Voilà donc où je situerais les limites de la raison humaine. La raison peut conduire l’homme très loin sur le chemin de la vérité. Mais elle ne lui permet pas d’avoir de Dieu une connaissance autre que livresque et purement intellectuelle. La raison ne nous permet donc pas d’accéder par elle-même et à elle-seule à la plénitude de la vérité, qui est une personne. Pour connaître cette vérité, il faut connaître la personne.
L’homme n'entre donc dans la foi et dans la vie spirituelle que lorsqu’il adhère, non pas d'abord au message, mais au Messager. La Bonne nouvelle de l’Evangile n’est pas d’abord en effet une doctrine à croire. Elle est Jésus-Christ lui-même. C’est Jésus en Personne qui est la Bonne Nouvelle du Royaume. C’est lui-même qui est l’Evangile de Dieu ; c’est lui-même qui est le Royaume de Dieu. C’est ce qu’affirmait Karl Rahner par exemple, dans son Traité fondamental de la foi, lorsqu’il évoquait « l’évènement salvifique que Jésus est lui-même ».
Cette considération « doit [donc] éclairer toute notre réflexion et nous empêcher de tomber dans le piège d’une rationalisation trop facile de la cause et des effets du salut au sein d’un système dont la personne de Jésus ne serait qu’un élément » (P. Sesbouë). Jésus-Christ « est le salut, disait encore Rahner, il ne se contente pas de l’enseigner et de le promettre ».
La foi est donc l’entrée dans le Royaume de Dieu par la médiation du Fils unique du Père, qui en est la « Porte ». C’est Jésus, et lui seul qui nous donne accès au Royaume, au monde de Dieu, à la vie dans l'Esprit, à une vraie vie de foi. Nous devenons croyant lorsque nous nous attachons à la personne du Christ, et lorsque nous cherchons à le rencontrer par tous les moyens qu'il nous a donné, à vivre en sa présence, à l’écouter, à le servir et à l’aimer, lui le Vivant, le Ressuscité.
Comme le déclarait le Pape Benoît XVI : « Sans le Christ, la lumière de la raison ne suffit pas à éclairer l’homme et le monde » (Message Urbi et Orbi de Noël 2005).
« Jésus s’est défini comme la Vérité en personne (…). C’est lui qui révèle la pleine vérité de l’homme et de l’histoire. C’est par la force de sa grâce qu’il est possible d’être dans la vérité et de vivre de la vérité, parce que lui seul est totalement sincère et fidèle. Jésus est la vérité qui nous donne la paix » (Message du 1er janvier 2006).

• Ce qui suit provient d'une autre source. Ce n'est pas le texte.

Issue #805, opened 2020-12-22
[iOS] Multisig:The app is crashed if the "Learn more" is clicked on Queue for conflicted txs


liliya-soroka:
**Bug description**
The app is crashed if the "Learn more" is clicked on Queue for conflicted txs - https://console.firebase.google.com/u/1/project/safe-firebase-staging/crashlytics/app/ios:io.gnosis.multisig.staging.rinkeby/issues/19328bf8eaab9655cb84b72a881efe5e?time=last-seven-days&sessionEventKey=d16b778d2fab47728e09c9b46ba25a75_1487420650391082227
**Steps To Reproduce**
1. Create a few groups of conflicted txs in Queue section:
- 1st option reject as one of the user tx
- 2nd option : 
 -select send funds , enter all required information and click submit ->don't sign in MM, leave the signing request for later
 - select send funds again and create new signing request in MM ( you may create many such requests)
 - sign all requests in MM one by one
Current result: all signing txs have the same nonce in the app
2. Click "Learn more" in each of the conflicted group 

Current result: The app is crashed

**Expected Result**
If no page with info, nothing should happen 
**Screenshots**

**Device & App version**
 - Device/OS: iPhone X/ 14.2
 - App version: 2.8.0 (244)
 
**Environment**
staging, rinkeby
**Additional info**
(Optional)

liliya-soroka:
Verified
app version 2.8.0 (259)

PR #824, opened 2021-01-05
gh-805 Fix issue

MouazAlzahabi:


Multisig/UI/App/UIKit/Transaction/TransactionListViewController/Cells/TransactionsListConflictHeaderTableViewCell.swift
```diff
@@ -26,6 +26,15 @@ class TransactionsListConflictHeaderTableViewCell: UITableViewCell {
     }
 
     @IBAction func learnMoreButtonTouched(_ sender: Any) {
-        UIApplication.shared.sendAction(#selector(UIViewController.didTapExternalURLCell(_:)), to: nil, from: self, for: nil)
+        UIApplication.shared.sendAction(#selector(UIViewController.didTapTransactionsListConflictHeaderTableViewCell(_:)), to: nil, from: self, for: nil)
```
DmitryBespalov: hm... instead of this functionality duplication, why don't we create a protocol "ExternalURLSource" that has the "url" getter variable, and make the didTapExternalURLCell's argument Any. Inside that function, then, we can if-let cast the sender to the ExternalURLSource and obtain the url.

That way it would be generic and extendable.

MouazAlzahabi: Honestly I thought to make it this way first :D, but I changed my mind to minimize the changes, but I will change right awat

Multisig/UI/App/UIKit/Transaction/TransactionDetailsViewController/Transaction Detail Cells/ExternalURLCell.swift
```diff
@@ -22,14 +22,6 @@ class ExternalURLCell: UITableViewCell {
...
-        UIApplication.shared.sendAction(#selector(UIViewController.didTapExternalURLCell(_:)), to: nil, from: self, for: nil)
-    }
-}
-
-extension UIViewController {
-    @objc func didTapExternalURLCell(_ sender: ExternalURLCell) {
-        if let url = sender.url {
-            openInSafari(url)
-        }
+        UIApplication.shared.sendAction(#selector(UIViewController.didTapExternalURL(_:)), to: nil, from: self, for: nil)
```
DmitryBespalov: even more cool, we can now have an extension on the "ExternalURLSource" and wrap this call in a method, so that we can just call "openExternalURL()"

DmitryBespalov (approved):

« La foi ne signifie [donc] pas seulement accepter un ensemble donné de vérités concernant les mystères de Dieu, de l’homme, de la vie et de la mort et des réalités futures. La foi consiste en une relation profonde et intime avec le Christ, une relation appuyée sur l’amour de celui qui nous a aimé le premier, jusqu’à notre entier sacrifice (…). L’amour envers le Christ s’exprime par le désir de vivre en accord avec les pensées et les sentiments de son Cœur (…). L’aimer signifie mener avec lui un dialogue perpétuel, pour connaître sa volonté et l’accomplir avec ferveur » (Homélie du 26 mai 2006 à Varsovie).
J’entre donc dans la vie spirituelle – et dans la dynamique de la foi – à partir du moment où j’entre dans une relation personnelle avec Dieu, en son Fils bien-aimé, Jésus-Christ, le Seigneur. « Nous rencontrons Dieu dans l’humanité de Jésus (…). C’est l’humanité de Jésus, en tant qu’humanité du Fils, qui est pour nous la médiation, le point d’appui à notre portée, par lequel il nous est donné avec certitude de pouvoir rencontrer Dieu et de nous unir à lui (…). C’est l’humanité de Jésus qui est ce sacrement primordial par lequel la Divinité se rend accessible aux hommes » (Père Jacques Philippe).